__What you will do__.
If a line in the following entries holds the string "specific", include it in the tally. State the total and nothing further.

__The data__.
PR #6244, opened 2022-09-27
Release by url token

### LINKED ISSUE #6242: Allow results to be released through generated URLs
We have a use case for releasing grades to students through generated "magic URLs" rather than the web interface. I'll call these *release URLs* below. (This specific request is for allowed students to view final exam results, without releasing the results in bulk or having to manually release results for each individual request.)

The specs here are:

- When an instructor is setting up an assignment, provide a new configuration option for enabling the generation of release URLs.
- When an instructor is viewing submissions, provide a new option to "generate release URLs" in addition to the existing ("release marks").
- That option should export a CSV file containing the same student information as the other student export data tables (e.g. assignment marks summary), and an additional column with a link that the student could use to view their results.

    *Note*: the typical workflow would be for the instructor to send that CSV to a central office that manages student requests to view that assessment. When the student makes the request, that office can then give the student that URL for viewing, without the office staff requiring direct access to MarkUs.
- Each link should have the same permission setup as the normal `view_marks` route, except it doesn't check whether the result has been released or not. So if a student gets their link, they can view their result at any time.
- Each link shouldn't be brute-forceable (or computable given any information about the course/assessment/student). (e.g., using a random hash function or something)
- The URLs should be created with an expiry time relative to when the URL is created; each assessment should have a configuration option setting the URL expiration time.

Optional "nice to have" features/things to discuss:

- *Possible feature*: Allow instructors to view/manage these URLs in the web interface
- *Possible feature*: Allow instructors to manually expire URLs (e.g., by selecting specific rows in the submissions table)
- *Consideration*: If an instructor generates release URLs twice for the same submission, what is the expected behaviour? Possibilities:
    - Old link expired, new link generated
    - Old link returned, same expiry date
    - Old link returned, new expiry date (i.e., the configured "time to expiry" + the time when the link was re-generated)
- *Consideration*: How does this interact with results being "current" or not? If an instructor recollects a submission, does a generated release URL for an older result remain or become expired?

mishaschwartz:
## Motivation and Context

Resolves #6242

- adds an option for assignment set-up to "Only allow students to view released marks via a unique URL"
- on the submissions page, select some groups and click the "Show Release Tokens" button to open a modal
- this modal lets users update/download (as a csv) release tokens/urls for each selected group
- this modal also lets the instructor set an (optional) expiry date for the token
- tokens are generated using Rails' `has_secure_token` helper
- students can access the results if this assignment option is set to true only if: 
    - results are released
    - the expiry date of their token is nil or hasn't passed yet
    - they enter the correct token as part of the url param or they enter the correct token in the modal when navigating to the view_results page
    - note that the correct token is cached in the session so a student only has to enter it once per session
- note that the token is associated with a result so recollecting a submission will create a new result and any tokens will have to be re-distributed to the student.

## Your Changes

**Description**:

## Checklist

### DIFF
--- a/app/assets/javascripts/Components/Modals/submit_view_token_modal.jsx
+++ b/app/assets/javascripts/Components/Modals/submit_view_token_modal.jsx
@@ -1,0 +1,60 @@
+import React from "react";
+import {render} from "react-dom";
+import Modal from "react-modal";
+
+class SubmitViewTokenModal extends React.Component {
+  constructor() {
+    super();
+    this.state = {
+      isOpen: false,
+      token: null,
+    };
+  }
+
+  componentDidMount() {
+    Modal.setAppElement("body");
+  }
+
+  onSubmit = () => {
+    $.ajax({
+      url: Routes.view_token_check_course_result_path(this.props.course_id, this.props.result_id, {
+        view_token: this.state.token,
+      }),
+    }).then(
+      () => {
+        window.location = Routes.view_marks_course_result_path(
+          this.props.course_id,
+          this.props.result_id,
+          {view_token: this.state.token}
+        );
+      },
+      () => this.setState({isOpen: false, token: null})
+    );
+  };
+
+  render() {
+    return (
+      <Modal
+        className="react-modal"
+        isOpen={this.state.isOpen}
+        onRequestClose={() => this.setState({isOpen: false, token: null})}
+      >
+        <p>{I18n.t("results.view_token_submit")}</p>
+        <form onSubmit={this.onSubmit}>
+          <div className={"modal-container-vertical"}>
+            <div className={"modal-container"}>
+              <input onChange={e => this.setState({token: e.target.value})} />
+            </div>
+            <div className={"modal-container"}>
+              <input type="submit" value={I18n.t("save")} />
+            </div>
+          </div>
+        </form>
+      </Modal>
+    );
+  }
+}
+
+export function makeSubmitViewTokenModal(elem, props) {
+  return render(<SubmitViewTokenModal {...props} />, elem);
+}
--- a/app/assets/javascripts/Components/Modals/submit_view_token_modal.jsx
+++ b/app/assets/javascripts/Components/Modals/submit_view_token_modal.jsx
@@ -46,7 +46,7 @@ class SubmitViewTokenModal extends React.Component {
               <input onChange={e => this.setState({token: e.target.value})} />
             </div>
             <div className={"modal-container"}>
-              <input type="submit" value={I18n.t("save")} />
+              <input type="submit" value={I18n.t("results.submit_token")} />
             </div>
           </div>
         </form>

__Written answer__.
2